George Osborne, the Chancellor, promised a tiny tax cut for the industry in the Autumn Statement. The hope is that he will go further in the Budget this month.

If he doesn’t, then the DECC’s decision to try and put the kibosh on the LetterOne deal will start to look a little hypocritical.

There’s more than one way to damage energy security. Russian sanctions might disrupt UK oil and gas supply. But underinvestment definitely will.

Warren Buffett gives Tesco both barrels

Warren Buffett has been very rude about the supermarket giant Tesco. He’s earned that right.

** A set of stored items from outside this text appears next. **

PR #836, opened 2022-08-12
(Flex): Don't send pattern stop defaults to pattern locations

miles-grant-ibigroup:
### Checklist

### Description

Pattern locations CAN have a shape id, pickup type, and drop-off type, however when they have these it can have unintended consequences. Therefore we no longer ship default values for this (and in some cases shipping invalid default values)

As part of this, it is no longer possible to set a pickup or drop-off type for a location. This has to be done via booking rules, which is best practice anyway.

### DIFF
--- a/lib/editor/actions/active.js
+++ b/lib/editor/actions/active.js
@@ -396,8 +396,8 @@ export function saveEntity (
     // Add default vals for component
     const defaults = {}
     if (component === 'route') {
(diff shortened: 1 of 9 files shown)


daniel-heppner-ibigroup (approved):

philip-cline (approved):
This works well for me. I'm still not sure if there may be a better way to define defaults, but for this PR that seems out of scope.

PR #839, opened 2022-08-15
refactor(ExceptionDate): Tweak field width and use ambient font size.

binh-dam-ibigroup:
Enhances layout of the range exception picker from #828!

### DIFF
--- a/lib/style.css
+++ b/lib/style.css
@@ -281,6 +281,11 @@ td.feed-source-info {
   box-shadow: none;
 }
 
+/* Exception date range date picker */
+.entity-details-body .input-group.date .input-group-addon {
+  padding: 6px 4px;
+}
+
 /* Feed version status styling */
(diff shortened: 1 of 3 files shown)


lib/style.css
```diff
@@ -281,6 +281,11 @@ td.feed-source-info {
   box-shadow: none;
 }
 
+/* Exception date range date picker */
+.entity-details-body .input-group.date .input-group-addon {
```
binh-dam-ibigroup: You might need an additional CSS class in `ExceptionDateRange` so that this does not apply to the existing date time picker.

philip-cline: Yep this did need a class name to avoid styling the other date pickers, this should be fixed in https://github.com/ibi-group/datatools-ui/pull/839/commits/1f35f86ca4e64ac41fd21ae8f148a7da54efb222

Well, really he’s earned the right twice over: firstly, by building an unrivalled investment track record; and, secondly, by suffering one of his biggest ever losses on a stake in the UK supermarket group.

Over the weekend Berkshire Hathaway shareholders received their golden anniversary letter from the Sage of Omaha. The missive, like the 49 that preceded it, was wide-ranging and interesting.

But the section on Berkshire Hathaway’s investment in Tesco was particularly noteworthy.

Buffett started off by pointing out that Tesco no longer featured in the list of Berkshire Hathaway’s biggest investments.

At the end of 2012, Buffett owned 415m of Tesco’s shares. In 2013, having “soured somewhat on the company’s then-management”, he sold 114m shares. He concedes now that he should have sold more.

“My leisurely pace in making sales would prove expensive,” he said.

Indeed it would. 2014 was a dreadful year for Tesco. Sales fell, margins were squeezed, the chief executive left and an accounting scandal was uncovered.

Over the course of the year the company’s shares fell 43.5pc. Berkshire Hathaway lost $444m on its investment. It has now sold out of its position.

Even after 50 years at the helm of Berkshire Hathaway, Buffett is trying to learn from his mistakes and pass those lessons on to his investors.

What did he learn from the Tesco fiasco?

“In the world of business, bad news often surfaces serially: you see a cockroach in your kitchen; as the days go by, you meet his relatives.”